PROBLEM STATEMENT: Give back every record exactly.

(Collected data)
========

PR #16043, opened 2023-12-07
Bump and unlock some dependencies

Veykril:


Veykril:
Gets rid of all but one duplicate dependency (bitflags)
@bors r+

========

EXERCISE SOLUTION:
PR #16043, opened 2023-12-07
Bump and unlock some dependencies

Veykril:


Veykril:
Gets rid of all but one duplicate dependency (bitflags)
@bors r+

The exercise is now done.